For the next baby I'm not 100% when it will be, I want 2-4 years between them and we're going to discuss TTC in five months time, but I don't know if I'll be ready then, so maybe in another year and a half we'll start trying. I think I want 2 children in total, but I reckon I'll end up getting broody and have 3 haha. Or it might be the opposite, and I'll just keep postponing TTC because I don't feel ready and have just Oliver lol. 
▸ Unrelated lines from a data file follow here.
PR #11565, opened 2025-04-29
include Bun in documentation

jramma:

- Closes #
- Suggested label:


delucis:
Thanks for the PR @jramma! Astro doesn’t officially support Bun at the moment, this is why we don’t include it in our docs. I know some people do use Bun and Astro together successfully, but as we don’t have time to assure every aspect of Astro’s features works well on Bun, we don’t want to encourage its use in our official docs.

jramma:
Thanks for the clarification!  I’ll keep that in mind moving forward. Appreciate the quick feedback and all your work on Astro!

PR #11579, opened 2025-04-30
i18n(ja): Update `i18/ja.yml`

jp-knj:
#### Description (required)

Matches the latest English source (see: https://github.com/withastro/docs/blob/main/src/content/i18n/en.yml)  

- Closes #
- Suggested label: `i18n`


yanthomasdev (approved):
LGTM! Good job!

PR #11583, opened 2025-04-30
i18n(fr): update responsive image translation

ArmandPhilippot:
#### Description (required)

As discussed with @thomasbnt  in https://github.com/withastro/docs/pull/11543#discussion_r2063497285 other docs use `images adaptatives` instead of `images réactives` for `responsive images` so we should be consistent to avoid confusion (e.g. an external link to a page with another translation...).

- Suggested label: i18n


thomasbnt (approved):
LGTM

What about everyone else? When did you intend to have kids? When do you want your next child, how many (if any) do you want? xx


----------



## bumblebeexo

I intended on having kids young, I have always wanted that. I maybe didn't imagine getting pregnant at 18, but we were NTNP so knew (and hoped!) it was coming! I would like a two or three year age gap, but after everything that happened after I had LO then I don't think I'll have anymore unless I am guaranteed a c-section.. I'm not risking going through collapsing, blood transfusions, 4th degree tears, drips and constant monitoring again! It was enough to scare me for life lol. I think 2 kids would be perfect for us :D


----------



## LittleAngel_x

I wanted to start a family around 22-24 and have 3 children :) if I have a boy & girl ill be happy but if I have 2 of the same sex ill try for another and stop no matter what gender that bub is. I come from a large family (5brothers 0sisters) so I know how difficult it can be and I don't want that, I don't want 4 children but if I have multiples i won't have any more after them! I really only want 2/3 children and I try and get my tubes done after my 3rd so I don't have any more haha :)
I don't want another child until I'm atleast 21, I don't want a huge age gap between children, but I don't want two children before I'm 20, plus don't you need to be having sex to get pregnant? Haha! I want to actually find the right man this time.


----------



## ClairAye

I wasn't with my OH long before we found out :dohh: But I'd have loved early twenties, I always wanted to be a young mum! I want to try for another when Jason is 1, but with OH probably going to Afghan in 11 months that wouldn't work, he says about 2 years :(


----------



## rebeccalouise

I wanted children around 22, always wanted to be a young mummy. I'm not with FOB & it's not what I planned, but I wouldn't change things for the world. :) x


----------



## MacyClara

Not until I was at least 25 and had graduated college and settled down. We want another baby but we're not sure when, hopefully in 2-3 years.


----------



## lil lovey

I Never really wanted kids:dohh: now that I am having one soon. I'd probably have the second bambino in nine-ten years time:dohh:


----------



## caandii

Ive always wanted lots of kids but after I got with my OH I figured we'd be married b4 kids cos of his religious beliefs. I would hv thot id maybe be abt 22ish but I'm very happy that we're having a baby now :)


----------



## tasha41

26ish, I wanted to have my kids younger than my mum did, but not until after I was 25. My mum was 27 lol


----------



## SarahMUMMY

I planned my first, pregnant and had Riley at 16, were considering TTC when Riley turns one, (ill turn 18 a month later) id like a few children unsure of how many, but i want them all before im 25.. when i turn 25 i feel ill be too old, i want my babies young so i can look after them and be fit and healthy to run round with them.. and by time there old enough to leave home, ill still be young enough to go achieve my other dreams! :)


----------



## Shanelley

I hadn't planned when exactly, but i always had in my mind that i wanted to do it properly, get married, then have kids kind of thing. Guess things don't always go to plan, and now im a solo mum. But of corse as all solo mums do, i do the job of both parents :)
It's great but i going to do it properly for the next one. 
Hopefully find the man, get married, then have a little brother or sister for LO :)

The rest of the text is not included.